So, here we are. We can reboot the server, and Linux will stop the service, which it can do using the PID we gave it. After all the preliminary work has been done at the system start, it will use our script to start AxonServer again. If you get errors at the service’s enablement, you may need to do some security tweaks first...

A word about SELinux

Actually, I hoped never to run into this, but unfortunately, I have to mention SELinux here, short for “Security-Enhanced Linux”. Whether or not this is enabled and to what level is up to the person first installing the OS, but since we are using a provider-supplied base image, we don’t know in advance. On the standard GCE CentOS 7 image, everything worked just fine with minimal trouble. HOWEVER, when I used the CentOS 8, I found myself unable to start the AxonServer service no matter what I tried, other than getting a distinct impression that it was somehow not allowed. When I finally had my “Aha” moment and put SELinux in permissive mode, meaning that it will complain but not disallow, everything started working again.

If you’re on the software-building side of things like me, you tend to know “just enough” of operations to get your stuff done, but SELinux is rarely part of that segment of knowledge. So if you want to use it, you’ll have to study it, and it ain’t simple. Now in principle, I think security should be as tight as possible, but I had “Study SELinux” somewhat further down my to-do list. Within a few hours, I frustratingly went from “this should be possible” to “let’s just disable it”. However, in the current world, disabling security is not a good idea, and luckily I found help for the hunt. To research this, some additional tools were needed, which for CentOS 8 were in packages named “setools-console” and “policycoretools-python-utils”, and if you want to investigate further, I definitely advise you to look up “semanage” and “research”. I eventually chose the approach in a post advising to keep executables in “/usr/local/bin”. That would let them inherit the “bin_t” type, which systemd is allowed to execute.

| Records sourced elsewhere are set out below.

PR #856, opened 2020-02-16
morebits: Add getter (wiki.page) for time of last edit

Amorymeltzer:
Similar to 77242b9 but doesn't(?) rely on `intoken`.  Also moved `getCurrentID()` nearby, out of the revert-specific list (it's not a perfectly-organized list but w/e).

### DIFF
--- a/morebits.js
+++ b/morebits.js
@@ -2218,11 +2218,6 @@ Morebits.wiki.page = function(pageName, currentAction) {
 		ctx.revertOldID = oldID;
 	};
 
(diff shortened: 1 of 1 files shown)


Amorymeltzer:
I'm sure we can make use of this...

Amorymeltzer:
Hmm, forgot you had this as part of [#765](https://github.com/azatoth/twinkle/pull/765/files#r360960854) @siddharthvp

PR #857, opened 2020-02-19
Slightly improve handling of Scribunto/non-wikitext content models

### LINKED ISSUE #572: csd/xfd: Tagging a module doesn't add it to watchlist
The CSD tag is (rightly) added to the documentation page as a result of #515. However, as a result the actual module page isn't watched according to user preferences. It should be.

Amorymeltzer:
**1st commit: morebits: lookupCreation won't query content and section unless lookupNonRedirectCreator is provided**

PR #710 added the ability for `fnLookupCreationSuccess` to find the creator of the first non-redirect revision via `fnLookupNonRedirectCreator` (see also #805) by adding `content` to the `rvprop`s list as well as `rvsection=0`.  That doesn't work for non-wikitext content models, who will returned a `rvnosuchsection` error in such cases.  Removing `content` would solve the error, as would `rvsection=0`, but the actual redirect check (`/^\s*#redirect/i`) doesn't make sense in those scenarios (e.g. Scribunto, JS, CSS), so there's no really point in even checking.

Instead, only attempt to use `content` and `rvsection` if `lookupNonRedirectCreator` is set.  Currently, only AfD and PROD do so, which aligns with how it should be limited.

We could probably just use `wgPageContentModel`, but in theory the ability to query pages other than the current one, even if the two have different content models, seems useful.  In practice, only `twinklexfd` attempts sch a thing, only for TfD merge nominations (`involvedpages`), and assumes that the target is in the same namespace as the current page, so Scribunto will match with Scribunto.

**2nd commit: xfd/speedy: Watch tagged modules**

Uses params.scribunto to check if we're dealing with a /doc subpage or not (easier and more portable than regex testing, etc.), and simply call the `watch` api.  Also removes some collateral with undesired `pageobj.setCreateOption('recreate')` for non-module taggings.  Closes #572; Sorry if you were actively looking at this @DannyS712 and I scooped you, I got thinking after the above.

**3rd commit: xfd: Fix tfm preview when namespace is included**

### DIFF
--- a/modules/twinklespeedy.js
+++ b/modules/twinklespeedy.js
@@ -1513,7 +1513,18 @@ Twinkle.speedy.callbacks = {
 			pageobj.setPageText(code + (params.normalizeds.indexOf('g10') !== -1 ? '' : '\n' + text)); // cause attack pages to be blanked
 			pageobj.setEditSummary(editsummary + Twinkle.getPref('summaryAd'));
 			pageobj.setWatchlist(params.watch);
-			pageobj.setCreateOption('recreate'); // Module /doc might not exist
+			if (params.scribunto) {
+				pageobj.setCreateOption('recreate'); // Module /doc might not exist
+				if (params.watch) {
+					// Watch module in addition to /doc subpage
+					var watch_query = {
+						action: 'watch',
+						titles: mw.config.get('wgPageName'),
+						token: mw.user.tokens.get('watchToken')
+					};
+					new Morebits.wiki.api('Adding Module to watchlist', watch_query).post();
+				}
+			}
 			pageobj.save(Twinkle.speedy.callbacks.user.tagComplete);
 		},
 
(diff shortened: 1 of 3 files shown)


Amorymeltzer:
Another way of doing the first commit would be to rely on `.setLookupNonRedirectCreator()`, to toggle on `ctx.lookupNonRedirectCreator === false` then note that `lookupNonRedirectCreator` should/must be set to `false` for all non-wikitext lookups.  It's a little more portable and probably makes more sense, and theoretically can cover more cases.  The downside is it's *theoretically* possible that we might have a lookup that could apply to both, and *that* would rely on toggling setting `lookupNonRedirectCreator` on `wgPageContentModel` or the page title like here.  Probably better to do that in code rather than the library.  Will ponder but I'm leaning toward that idea.

Amorymeltzer:
Now works as I mentioned in https://github.com/azatoth/twinkle/pull/857#issuecomment-591728590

So we are going to use two commands: first, “restorecon” to set all files to their default security context, so we have a known starting point, and then “chcon” to give only the startup script the “bin_t” type. Both these commands are in the default packages so that we can use them without problems:


    $ sudo restorecon /var/lib/axonserver/*
    Relabeled /var/lib/axonserver/axonserver-cli.jar from unconfined_u:object_r:user_home_t:s0 to unconfined_u:object_r:var_lib_t:s0
    Relabeled /var/lib/axonserver/axonserver.jar from unconfined_u:object_r:user_home_t:s0 to unconfined_u:object_r:var_lib_t:s0
    Relabeled /var/lib/axonserver/start-axonserver.sh from unconfined_u:object_r:user_home_t:s0 to unconfined_u:object_r:var_lib_t:s0
    Relabeled /var/lib/axonserver/axonserver.properties from unconfined_u:object_r:user_home_t:s0 to unconfined_u:object_r:var_lib_t:s0
    $ sudo chcon -t bin_t /var/lib/axonserver/start-axonserver.sh

You can see above that this will mark the files as “unconfined”, allowing AxonServer unlimited network access.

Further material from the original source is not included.